These tutorials will get you up to speed and sending messages with Solace technology as quickly as possible. There are two ways you can get started:
- If your company has Solace message routers deployed, contact your middleware team to obtain the host name or IP address of a Solace message router to test against, a username and password to access it, and a VPN in which you can produce and consume messages.
- If you do not have access to a Solace message router, you will need to go through the “Set up a VMR” tutorial to download and install the software.
This repository contains code and matching tutorial walk throughs for five different basic Solace messaging patterns. For a nice introduction to the Solace API and associated tutorials, check out the tutorials home page.
This tutorial depends on you having the Solace Messaging API for C#/.NET (also referred to as SolClient for .NET) downloaded and installed for your project, and the instructions in this tutorial assume you successfully done it. If your environment differs then adjust the build instructions appropriately.
Here are a few easy ways to get this API.
Use the NuGet console or the NuGet Visual Studio Extension to download the SolaceSystems.Solclient.Messaging package for your solution and to install it for your project.
The package contains the required libraries and brief API documentation. It will automatically copy correct libraries from the package to the target directory at build time, but of course if you compile your program from the command line you would need to refer to the API assemblies and libraries locations explicitly.
Notice that in this case both x64 and x86 API assemblies and libraries have the same names.
The SolClient for .NET can be downloaded here. That distribution is a zip file containing the required libraries, detailed API documentation, and examples.
You would need either to update your Visual Studio project to point to the extracted assemblies and libraries, or to refer to their locations explicitly.
Notice that in this case x64 and x86 API assemblies and libraries have different names, e.g. the x86 API assembly is SolaceSystems.Solclient.Messaging.dll and the x64 API assembly is SolaceSystems.Solclient.Messaging_64.dll.
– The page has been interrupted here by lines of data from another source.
Issue #493, opened 2022-02-14
renderInfo is not accurate


adorokhine:
SkiaLayer.info prints the requested API regardless of which API was chosen. For example, trying DIRECT3D on Linux happily prints:
```
GraphicsApi: DIRECT3D
OS: linux x64
Vendor: Intel
Model: Mesa Intel(R) UHD Graphics (CML GT2)
Total VRAM: 31 MB
```

I have stepped into it with a debugger and confirmed that the chosen API was actually LinuxOpenGLRedrawer.

I think renderInfo should accurately represent what was actually chosen so that meaningful performance comparisons can be made.

skiko-awt-linux-x64 0.7.7.

okushnikov:
Please check the <a href="https://youtrack.jetbrains.com/issue/SKIKO-493">following ticket</a> on YouTrack for follow-ups to this issue. GitHub issues will be closed in the coming weeks.

PR #506, opened 2022-02-22
Throw an exception if the user tries to create a SkiaLayer with an inappropriate [renderApi] on the current OS.

Rsedaikin:
see: https://github.com/JetBrains/skiko/issues/493

### DIFF
--- a/skiko/src/jvmMain/kotlin/org/jetbrains/skiko/SkikoProperties.kt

To check out the project and build it, do the following:
- clone this GitHub repository
cd solace-samples-dotnet
Building these examples is simple. The following provides an example. For ideas on how to build with other IDEs you can consult the README of the C# API library.
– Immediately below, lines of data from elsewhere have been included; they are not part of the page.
PR #513, opened 2022-03-07
Convert more fun interfaces

Goooler:


olonho (commented):
What's the purpose of this change?

Goooler:
To be more readable and idiomatic, adopt the fun interfaces feature of Kotlin 1.4.

olonho:
Well, we try to keep Skiko pretty basic in used language features (so that Compose compiler plugin can process code calling Skiko properly), and so try to avoid newer language features without extensive testing, and fun interfaces known to be problematic with Compose plugin at the certain moment.

Goooler:
Alright.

> csc /reference:SolaceSystems.Solclient.Messaging_64.dll /optimize /out:TopicPublisher.exe TopicPublisher.cs
> csc /reference:SolaceSystems.Solclient.Messaging_64.dll /optimize /out:TopicSubscriber.exe TopicSubscriber.cs
You need SolaceSystems.Solclient.Messaging_64.dll
(or SolaceSystems.Solclient.Messaging.dll
) at compile and runtime time and libsolclient.dll
at runtime in the same directory where your source and executables are.
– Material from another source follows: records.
PR #515, opened 2022-03-09
Don't depend on kotlinx-coroutines-swing

igordmn:
Because it overrides Dispatchers.Main

Fixes https://github.com/JetBrains/compose-jb/issues/1943 on skiko side

### DIFF
--- a/skiko/src/awtMain/kotlin/org/jetbrains/skiko/HardwareLayer.kt
+++ b/skiko/src/awtMain/kotlin/org/jetbrains/skiko/HardwareLayer.kt
@@ -2,7 +2,6 @@ package org.jetbrains.skiko
 
 import kotlinx.coroutines.*
 import kotlinx.coroutines.channels.Channel
-import kotlinx.coroutines.swing.Swing
 import java.awt.*
 import java.awt.event.FocusEvent
 import java.awt.event.InputMethodEvent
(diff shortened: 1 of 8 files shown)


skiko/src/awtMain/kotlin/org/jetbrains/skiko/HardwareLayer.kt
```diff
@@ -110,7 +109,7 @@ internal open class HardwareLayer(
         // and its accessibility context. This timeout is used to deal with concurrency
         // TODO Find more reliable procedure
         resetFocusAccessibleJob?.cancel()
-        resetFocusAccessibleJob = GlobalScope.launch(Dispatchers.Swing) {
+        resetFocusAccessibleJob = GlobalScope.launch(MainUIDispatcher) {
```
igordmn, line 112: Maybe we rename `MainUIDispatcher` to `Dispatchers.SkikoUI`?

olonho: Well, it's hard question, as `Dispatchers.XXX` assumes that it's part of coroutines library. Guess we'd better keep as is.

olonho (approved):

skiko/src/awtMain/kotlin/org/jetbrains/skiko/HardwareLayer.kt
igordmn: Ok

Both DLLs are part of the Solace C#/.NET API distribution and located in solclient-dotnet\lib
directory of that distribution.
To try individual samples, build the project from source and then run samples like the following:
$ ./TopicSubscriber HOST
See the tutorials for more details.
Please read CONTRIBUTING.md for details on our code of conduct, and the process for submitting pull requests to us.
See the list of contributors who participated in this project.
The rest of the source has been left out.